Upaya antisipasi ini dilakukan menyusul terjadinya longsor di kawasan Jalan Lembah Sarimadu. Insiden tersebut menyebabkan kirmir roboh dan mengikis struktur tanah di sekitar lokasi. Akibatnya, terdapat dua hingga tiga rumah warga yang berada dalam kondisi rawan dan perlu mendapat pengawasan ekstra guna mengantisipasi kemungkinan longsor susulan.
Camat Sukasari, Suharyanto, menyampaikan bahwa Wali Kota Bandung telah memberikan arahan khusus agar potensi longsor maupun kejadian turap roboh di kawasan tersebut ditangani secara lebih serius. Menurutnya, kondisi jalan yang telah tergerus cukup parah berpotensi membahayakan keselamatan warga sekitar.
“Arahan dari Pak Wali jelas, fokus utama adalah pencegahan. Karena longsor ini sudah menggerus badan jalan dan berdampak pada beberapa rumah warga, maka penanganannya harus dilakukan secara ekstra,” ujar Suharyanto, Sabtu (3/1/2025).
Sebagai langkah awal, pemerintah setempat membatasi akses jalan di lokasi terdampak. Kendaraan roda empat untuk sementara tidak diperkenankan melintas, sementara akses hanya dibuka bagi pejalan kaki dan kendaraan roda dua melalui jalur yang dinilai lebih aman.
“Kami membatasi akses demi keselamatan bersama. Kendaraan roda empat dialihkan, sementara jalan masih bisa dilalui pejalan kaki dan motor,” jelasnya.
Terkait penanganan jangka panjang, Suharyanto mengungkapkan bahwa Wali Kota Bandung telah menginstruksikan percepatan perbaikan secara permanen.

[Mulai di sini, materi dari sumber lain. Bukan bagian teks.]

PR #222, opened 2016-07-21
Fix typo in `dequeueInput`

Danappelxx:
This was breaking tcp messages that were sent in chunks, since only the first chunk would be processed.

As you can imagine, this one took quite a while to figure out... (in my case, I could only reproduce the error on a local network and not over a tcp tunnel, so I totally misdiagnosed it at first).


daltoniam:
ah, apologize on the time it took to track this down, can't believe I did that. Thank you much!

Danappelxx:
No problem, got to explore the codebase 😃

PR #225, opened 2016-07-31
Fix typo that prevents SSL detection

ThinkChaos:


daltoniam:
Ah totally missed that. Thank you!

PR #227, opened 2016-08-02
Updated for Xcode 8 Beta 4

treyrich:


Source/WebSocket.swift
```diff
@@ -129,15 +129,15 @@ public class WebSocket : NSObject, StreamDelegate {
...
+    private let mutex = NSLock()
     private var canDispatch: Bool {
         mutex.lock()
         let canWork = readyToWrite
         mutex.unlock()
         return canWork
     }
     //the shared processing queue used for all websocket
-    private static let sharedWorkQueue = DispatchQueue(label: "com.vluxe.starscream.websocket", attributes: .serial)
+    private static let sharedWorkQueue = DispatchQueue(label: "com.vluxe.starscream.websocket", attributes: [])
```
nuclearace: Is this a bug they introduced? Why would they remove the .serial option?

treyrich: From what I understand Serial is default, so there's no need to specify.

daltoniam:
Appreciate the help, thanks!

Issue #229, opened 2016-08-09
Support of custom close codes and access to close message payload


serieuxchat:
I was wondering whether it would be possible to support the following:
- Ability to specify a custom code when closing the web socket (currently the disconnect method always sends CloseCode.Normal.rawValue)
- Ability to get the payload of the close message that is sent by the remote end.
  (Currently the private method processTCPHandshake only passes the received HTTP code to doDisconnect and the eventual callback, but there is no way to get the payload that came with the close message).

(The RFC refers to the possible custom body of the Close message in https://tools.ietf.org/html/rfc6455#section-5.5.1)

daltoniam:
- I figure this could be added, would just have to a small change to the disconnect method to support different codes (maybe do a default parameter or something).
- This is supported right now here: https://github.com/daltoniam/Starscream/blob/master/Source/WebSocket.swift#L619. Are you wanting to get the HTTP payload back on a failed upgrade request from `processTCPHandshake`?

serieuxchat:
(1) Would be really great if it's supported.
(2) Wow, that awesome! I guess, the reason string (UTF8 encoded data from section 5.5.1) would be enough for our purposes. I will give it a try asap.

daltoniam:
This was added in the 2.0.0 release (Swift 3 support)!

serieuxchat:
I was wondering whether it would be possible to have those in Swift 2.3 code as well?

commjoen:
+1 for the swift 2.3 code as we are using this in our project :).

PR #237, opened 2016-08-22
Support a data that may be passed in PONG from the server

nonameplum:
According to the https://github.com/daltoniam/Starscream/issues/229 added optional `data` parameter that may be filled by a server with `PONG`.


daltoniam:
I'm fine with this change, but could I request it be pointed at the swift 3 branch? It is a breaking change, so better to be included in that release. Also is there a use case you can share for this? I haven't see a setup that requires the PONG data on the client side (not saying there isn't, just have personally seen it before).

nonameplum:
Ok, I will do this. I created app where server only kept web socket connection when client was sending ping repetitively. Pong message was used to store connection latency (pong data has timestamp when ping was requested and id).

daltoniam:
I ended up just manually putting these changes into the Swift 3 branch. Thanks!

PR #238, opened 2016-08-22
Added optional convenience callback closure parameter to the connect …

nonameplum:
…method that will be called when the client connects to the server.


nuclearace:
What's wrong with the onConnect handler?

nonameplum:
Nothing. On Connect is in different place and you have deal with that. Here at the time of invoking connection you can pass a closure.

daltoniam:
I think I agree with @nuclearace on this one. The `onConnect` handles this case. I understand the difference with this only firing once, but that could easily be accomplish with setting the onConnect closure to nil after the first connect to. Thank you for the PR though and taking the time to send it in.

PR #46, opened 2021-05-11
Add .webp support to default theme

nonetrix:
Now the default theme will highlight .webp with yellow just like .png


kamiyaa:
LGTM! Thanks!

PR #52, opened 2021-05-15
copying file path and directory to clipboard

makeefu:
Some simple ranger functionality concerning copying file names, file paths and current directories to clipboard added.

- New public functions `copy_filepath` and `copy_dir` which behave similarly to `copy_filename`.

- New `KeyCommand`s `CopyFilePath` and `CopyDir` behave like `CopyFileName`.

- Now one can copy file name, file path and current directory by calling `copy_filename`, `copy_filepath` and `copy_dir` commands.

- Respective shortcuts added to keymap.toml


src/commands/file_ops.rs
```diff
@@ -49,45 +49,92 @@ pub fn paste(context: &mut AppContext, options: IoWorkerOptions) -> JoshutoResul
...
+        .and_then(|entry| entry.file_path().to_str())
+        .and_then(|s| Some(s.to_string()));
+
+    if let Some(file_path) = entry_file_path {
+        copy_string_to_buffer(file_path)?;
+    }
+    Ok(())
+}
+
+pub fn copy_dir(context: &mut AppContext) -> JoshutoResult<()> {
```
kamiyaa, line 80: Could you change this to `copy_dirname` and same goes for `CopyDir` -> `CopyDirName`, just so its less ambiguous.

src/commands/file_ops.rs
```diff
@@ -49,45 +49,92 @@ pub fn paste(context: &mut AppContext, options: IoWorkerOptions) -> JoshutoResul
...
+    let opt_entry = context
+        .tab_context_ref()
+        .curr_tab_ref()
+        .curr_list_ref()
+        .and_then(|c| c.curr_entry_ref());
+
+    let dir:  Option<String> = opt_entry
```
kamiyaa, line 87: A bit confused on what this is trying to do:
let's say we have `/home/user/file.txt`, would this copy `/home/user` into the clipboard?
If so, you can use:
```rust
context
    .tab_context_ref()
    .curr_tab_ref()
    .curr_list_ref().file_path();
```

kamiyaa (changes requested):
Good work so far. I've requested some changes.
In addition, please run the code through `cargo fmt`

On another note, I will need to add CI/CD to dev branch.

src/commands/file_ops.rs
makeefu: Done!

src/commands/file_ops.rs
makeefu: Thank you! This is really simpler!

kamiyaa:
LGTM!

Koordinasi pun telah dilakukan dengan Dinas Sumber Daya Air dan Bina Marga (DSDABM) untuk menindaklanjuti permasalahan tersebut.
“Penanganan permanen sudah dikoordinasikan dengan DSDABM dan dipastikan akan dilaksanakan pada tahun 2026 karena anggarannya telah tersedia,” katanya.
Meski demikian, ia menambahkan bahwa proses perbaikan membutuhkan waktu karena nilai pekerjaan yang cukup besar. Oleh karena itu, pelaksanaannya harus mengikuti mekanisme pengadaan barang dan jasa sesuai ketentuan yang berlaku, termasuk melalui proses lelang.
“Tidak bisa dilakukan secara langsung karena anggarannya besar. Harus melalui lelang. Kami mohon warga bersabar, pemerintah ingin penanganan dilakukan secepat mungkin, namun tetap sesuai aturan agar hasilnya maksimal dan aman,” tuturnya.
Sementara itu, Wali Kota Bandung Muhammad Farhan meminta jajaran kewilayahan untuk terus melakukan pemantauan di lokasi rawan tersebut serta aktif mengimbau masyarakat agar tetap waspada.
“Ibu lurah dan Pak Camat agar terus memantau kawasan ini dan memberikan imbauan kepada masyarakat,” ujar Farhan.